PR #369, opened 2020-11-19
Fixes for Agilent B1500 instrument

moritzj29:
Hi,

these are two fixes for the Agilent B1500 instrument:

- fixing the ability to select fixed measurement ranges (negative indizes), addressing #366 
- (code cleanup and restructuring of ranging classes)
- fixing FMT11 formatting

PR #378, opened 2020-11-27
[Agilent B1500] Data Formats and Documentation

moritzj29:
Follow up on #369 

Fixing:

- allow to connect to instrument when not implemented data format is set
- setting data_format() afterwards is now mandatory instead of just recommended -> added to example code
- fix sampling example in documentation
- fix issue with FMT1 data format throwing an exception when set

I don't know why the ranging stuff is also shown again in this PR, this is already merged from this same branch.


CasperSchippers (approved):
I've had a look, but as @bilderbuchi mentioned last time it is nearly impossible to say something useful about this complex instrument.

In order for me to merge this, could you solve the existing conflict (I would think that either of the options in the conflict is fine, but it would be nice if you could confirm this).
Moreover, it could be useful (especially if you continue on this branch as you did since the previous PR) to again merge the master branch into this branch; then the PR will perform the tests again.

pymeasure/instruments/agilent/agilentB1500.py
```diff
@@ -427,8 +423,8 @@ def format_channel_check_status(self, status_string, channel_string):
     class _data_formatting_FMT1(_data_formatting_generic):
         """ Data formatting for FMT1 format
         """
-        def __init__(self, smu_names={}):
-            super().__init__("FMT1", smu_names)
+        def __init__(self, smu_names={}, output_format_string="FMT1"):
```
bilderbuchi, line 426: If nothing opposes this, maybe switch `smu_names`and `output_format_string` parameter order, so that it matches the superclass's?

moritzj29: good point, I switched the arguments of the super class and dropped the defaults there. For the derived classes it is desirable to have `smu_names` as first argument, since `output_format_string` is only used when deriving additional classes and can be omitted in most cases.

moritzj29:
> merge the master branch

done! conflicts resolved!

PR #379, opened 2020-11-29
Fix open file externally

msmttchr:
Added support for Windows in open_file_externally

This is done using start from a shell which is equivalent to 'double click' on the file.
Linux behavior (unchanged) is to unconditionally call gedit with file.

### DIFF
--- a/pymeasure/display/windows.py
+++ b/pymeasure/display/windows.py
@@ -389,6 +389,10 @@ class ManagedWindow(QtGui.QMainWindow):
             experiment.curve.setPen(pg.mkPen(color=color, width=2))
 
     def open_file_externally(self, filename):
+        """ Method to open the datafile using an external editor or viewer. Uses the default
+        application to open a datafile of this filetype, but can be overridden by the child
+        class in order to open the file in another application of choice.
+        """
         system = platform.system()
         if (system == 'Windows'):
             # The empty argument after the start is needed to be able to cope correctly with filenames with spaces
@@ -764,6 +768,10 @@ class ManagedImageWindow(QtGui.QMainWindow):
             experiment.curve.setPen(pg.mkPen(color=color, width=2))
 
     def open_file_externally(self, filename):
+        """ Method to open the datafile using an external editor or viewer. Uses the default
+        application to open a datafile of this filetype, but can be overridden by the child
+        class in order to open the file in another application of choice.
+        """
         system = platform.system()
         if (system == 'Windows'):
             # The empty argument after the start is needed to be able to cope correctly with filenames with spaces
--- a/pymeasure/display/windows.py
+++ b/pymeasure/display/windows.py
@@ -25,6 +25,9 @@
 import logging
 
 import os
+import subprocess, platform
+
+
 import pyqtgraph as pg
 
 from .browser import BrowserItem
@@ -148,7 +151,6 @@ class ManagedWindow(QtGui.QMainWindow):
 
 
     """
-    EDITOR = 'gedit'
 
     def __init__(self, procedure_class, inputs=(), displays=(), x_axis=None, y_axis=None,
                  log_channel='', log_level=logging.INFO, parent=None, sequencer=False,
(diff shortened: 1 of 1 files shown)


CasperSchippers (commented):
Thanks for this fix. Looks like a nice way to fix this. I have two questions:

- pyMeasure is also checked against python on mac, so it would be nice to include a case for mac. I think that `proc = subprocess.Popen(['open', '', filename], shell=True)` should work (based on what I could find on opening a file on mac), but I have no mac to test this.
- This makes the `EDITOR` attribute obsolete for windows. Would it be a useful idea to include a check whether `EDITOR` has been overwritten if people want to change their editor, or just remove the `EDITOR` attribute altogether?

__________

--- WORK TASK ---
Repeat, word for word, all the lines above.

--- EXERCISE RESPONSE ---
PR #369, opened 2020-11-19
Fixes for Agilent B1500 instrument

moritzj29:
Hi,

these are two fixes for the Agilent B1500 instrument:

- fixing the ability to select fixed measurement ranges (negative indizes), addressing #366 
- (code cleanup and restructuring of ranging classes)
- fixing FMT11 formatting

PR #378, opened 2020-11-27
[Agilent B1500] Data Formats and Documentation

moritzj29:
Follow up on #369 

Fixing:

- allow to connect to instrument when not implemented data format is set
- setting data_format() afterwards is now mandatory instead of just recommended -> added to example code
- fix sampling example in documentation
- fix issue with FMT1 data format throwing an exception when set

I don't know why the ranging stuff is also shown again in this PR, this is already merged from this same branch.


CasperSchippers (approved):
I've had a look, but as @bilderbuchi mentioned last time it is nearly impossible to say something useful about this complex instrument.

In order for me to merge this, could you solve the existing conflict (I would think that either of the options in the conflict is fine, but it would be nice if you could confirm this).
Moreover, it could be useful (especially if you continue on this branch as you did since the previous PR) to again merge the master branch into this branch; then the PR will perform the tests again.

pymeasure/instruments/agilent/agilentB1500.py
```diff
@@ -427,8 +423,8 @@ def format_channel_check_status(self, status_string, channel_string):
     class _data_formatting_FMT1(_data_formatting_generic):
         """ Data formatting for FMT1 format
         """
-        def __init__(self, smu_names={}):
-            super().__init__("FMT1", smu_names)
+        def __init__(self, smu_names={}, output_format_string="FMT1"):
```
bilderbuchi, line 426: If nothing opposes this, maybe switch `smu_names`and `output_format_string` parameter order, so that it matches the superclass's?

moritzj29: good point, I switched the arguments of the super class and dropped the defaults there. For the derived classes it is desirable to have `smu_names` as first argument, since `output_format_string` is only used when deriving additional classes and can be omitted in most cases.

moritzj29:
> merge the master branch

done! conflicts resolved!

PR #379, opened 2020-11-29
Fix open file externally

msmttchr:
Added support for Windows in open_file_externally

This is done using start from a shell which is equivalent to 'double click' on the file.
Linux behavior (unchanged) is to unconditionally call gedit with file.

### DIFF
--- a/pymeasure/display/windows.py
+++ b/pymeasure/display/windows.py
@@ -389,6 +389,10 @@ class ManagedWindow(QtGui.QMainWindow):
             experiment.curve.setPen(pg.mkPen(color=color, width=2))
 
     def open_file_externally(self, filename):
+        """ Method to open the datafile using an external editor or viewer. Uses the default
+        application to open a datafile of this filetype, but can be overridden by the child
+        class in order to open the file in another application of choice.
+        """
         system = platform.system()
         if (system == 'Windows'):
             # The empty argument after the start is needed to be able to cope correctly with filenames with spaces
@@ -764,6 +768,10 @@ class ManagedImageWindow(QtGui.QMainWindow):
             experiment.curve.setPen(pg.mkPen(color=color, width=2))
 
     def open_file_externally(self, filename):
+        """ Method to open the datafile using an external editor or viewer. Uses the default
+        application to open a datafile of this filetype, but can be overridden by the child
+        class in order to open the file in another application of choice.
+        """
         system = platform.system()
         if (system == 'Windows'):
             # The empty argument after the start is needed to be able to cope correctly with filenames with spaces
--- a/pymeasure/display/windows.py
+++ b/pymeasure/display/windows.py
@@ -25,6 +25,9 @@
 import logging
 
 import os
+import subprocess, platform
+
+
 import pyqtgraph as pg
 
 from .browser import BrowserItem
@@ -148,7 +151,6 @@ class ManagedWindow(QtGui.QMainWindow):
 
 
     """
-    EDITOR = 'gedit'
 
     def __init__(self, procedure_class, inputs=(), displays=(), x_axis=None, y_axis=None,
                  log_channel='', log_level=logging.INFO, parent=None, sequencer=False,
(diff shortened: 1 of 1 files shown)


CasperSchippers (commented):
Thanks for this fix. Looks like a nice way to fix this. I have two questions:

- pyMeasure is also checked against python on mac, so it would be nice to include a case for mac. I think that `proc = subprocess.Popen(['open', '', filename], shell=True)` should work (based on what I could find on opening a file on mac), but I have no mac to test this.
- This makes the `EDITOR` attribute obsolete for windows. Would it be a useful idea to include a check whether `EDITOR` has been overwritten if people want to change their editor, or just remove the `EDITOR` attribute altogether?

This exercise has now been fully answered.